- Born: 1926 Bologna, Italy
- Died: 1985 (aged 58–59) Cachan, France
- Occupations: Poet; writer;
- Writing career
- Language: French; Italian;
- Genres: Proletarian; Lesbian;
- Subject: Factory work

= Nella Nobili =

Italian poet and writer

Nella Nobili (1926–1985) was an Italian poet and writer. She is considered a representative of proletarian literature. She wrote in French and Italian, notably about factory work and lesbian love.

==Biography==
Nella Nobili was born in 1926 in Bologna. Coming from a modest background, she left school at the age of twelve to work in a factory, first in a ceramics workshop, then at fourteen as a glassblower. It was as a self-taught person that she began to develop a link with writing and poetry. During breaks after work, she wrote her first texts and avidly read everything she could find: Italian poetry, but also Rainer Maria Rilke and Emily Dickinson. She met Giorgio Morandi, to whom she dedicated the poem Landscape in 1926.

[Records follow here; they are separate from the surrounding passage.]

PR #257, opened 2023-09-26
Decompose cuda

qinatan:
CUDA decompose function passed test. 

Added time measurement for Kernel function.


include/micm/solver/cuda_lu_decomposition.hpp
```diff
@@ -0,0 +1,144 @@
...
+    template<typename T, template<class> typename SparseMatrixPolicy>
+    requires VectorizableSparse<SparseMatrixPolicy<T>>
+    void Decompose(
+        const SparseMatrixPolicy<T>&A, 
+        SparseMatrixPolicy<T>& L, 
+        SparseMatrixPolicy<T>& U) const; 
+    }; 
+
+    template<typename T, typename OrderingPolicy>
+    inline CUDALuDecomposition::CUDALuDecomposition(const SparseMatrix<T, OrderingPolicy>& matrix){
```
sjsprecious, line 29: Why is this function named `CUDAxxx`? It does not seem to run anything on GPU.

include/micm/solver/lu_decomposition.hpp
```diff
@@ -34,12 +33,13 @@ namespace micm
...
   class LuDecomposition
   {
+    public:
     /// number of elements in the middle (k) loops for lower and upper triangular matrices, respectively,
     /// for each iteration of the outer (i) loop
     std::vector<std::pair<std::size_t, std::size_t>> niLU_;
     /// True when A[i][k] is non-zero for each iteration of the middle (k) loop for the upper
     /// triangular matrix; False otherwise
-    std::vector<bool> do_aik_;
+    std::vector<char> do_aik_;
```
sjsprecious, line 42: why change from `bool` to `char`?

test/unit/solver/test_cuda_lu_decomposition.cpp
```diff
@@ -0,0 +1,93 @@
...
+    for (std::size_t j = 0; j < 10; ++j)
+      if (!A.IsZero(i, j))
+        for (std::size_t i_block = 0; i_block < n_grids; ++i_block)
+          A[i_block][i][j] = get_double();
+
+  micm::CUDALuDecomposition gpu_lud(A); 
+  auto gpu_LU = micm::CUDALuDecomposition::GetLUMatrices(A, 1.0e-30); 
+  gpu_lud.Decompose<double, SparseMatrixPolicy>(A, gpu_LU.first, gpu_LU.second); 
+  check_results<double, SparseMatrixPolicy>(
+      A, gpu_LU.first, gpu_LU.second, [&](const double a, const double b) -> void { EXPECT_NEAR(a, b, 1.0e-5); });
```
sjsprecious, line 75: why not use `expect_eq` here?

sjsprecious (changes requested):
Looks good and it is a lot of work! I have a few questions about the code and there are a few conflicts needed to be resolved first.

include/micm/solver/cuda_lu_decomposition.hpp
qinatan: This is the constructor of the derived class CUDALuDecomposition. Constructor in C++ has the same name as their class name.

include/micm/solver/lu_decomposition.hpp
qinatan: I could not use .data() on vector<bool> do_aik to retrieve the memory address of vector because it is a vector<bool> is a special template. The test for functions both on CPU and GPU still passed.

test/unit/solver/test_cuda_lu_decomposition.cpp
qinatan: I followed the test template on CPU code. I can make it expect_eq to if it is still pass.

After World War II, she came into contact with the artistic and literary circles of Bologna in the immediate post-war period. She met the painter Aldo Borgonzoni (1913–2004): she assiduously frequented his studio in via Saragozza. She met the director of "Giornale della Sera" Giuseppe Galasso.

She frequented the house of Renata Viganò and Antonio Meluschi in Via Mascarella, where intellectuals such as Pier Paolo Pasolini and Sibilla Aleramo, former partisans and students met.

At the Caffé Zanarini in Piazza Galvani, then a meeting place for left-wing activists, she met Enrico Berlinguer, the future secretary of the Communist Party.

In 1949, she moved to Rome. There she met anti-fascist groups, artists and writers, and she began to gain recognition and support, notably from Elsa Morante and Michel Ragon.

Working in a workshop in her youth, as a nurse's aide during the war and later as the head of a cufflink company, Nella Nobili published poems related to the world of the factory (La jeune fille à l'usine, 1978), which earned her recognition as a representative of proletarian literature. But in Rome, she felt that she was being “paraded around like a little monster dressed as a worker-poet” and, disenchanted, she left for France.

Nobili arrived in Paris in 1953, where she remained for the rest of her life. There she made handicrafts with miniature works of art using the self-invented cold-casting method.

She began writing in French in the 1960s. She published collections of poems and books, including Les femmes et l'amour homosexuel, with her co-author, Édith Zha, in 1979, which brought together testimonies, reflections and documentation on female homosexual love. She published in magazines such as Sorcières and corresponded with figures such as Giorgio Morandi, Michel Ragon, Bernard Noël, Claire Etcherelli and Henri Thomas. In 1975, Simone de Beauvoir, one of her detractors, judged her writing to be clumsy, inexperienced and improvised, and this judgement was very painful for Nobili.

She committed suicide at the age of 59, in 1985, in Cachan.

She left a legacy of poems to be read, for they are a denunciation, a beacon of light on the condition of women and workers in the 1940s, a cry against stigmatising society, factories that are prisons and prejudices about love.
— Marie Potel

==Works==
- I quaderni della fabbrica (The factory's notebooks), 1948.
- Nobili, Nella (1949). "Poesie: 1946-1948"
- Nobili, Nella (1978). "La jeune fille à l'usine"
- Nobili, Nella (1979). "Les femmes et l'amour homosexuel"
- Nobili, Nella (1980). "Douze poèmes de deuil"
- Nobili, Nella (1981). "Les immaternelles"
- Nobili, Nella (2018). "Ho camminato nel mondo con l'anima aperta"

==Legacy==
Her works have been partly translated by Marie-José Tramuta, professor at the University of Caen Normandy. His archives are kept by the Institut mémoires de l'édition contemporaine.

In September 2018, her compositions were read and performed by Drusilla Foer as part of Il Tempo delle Donne, the event organised by Corriere della Sera at the Milan Triennale.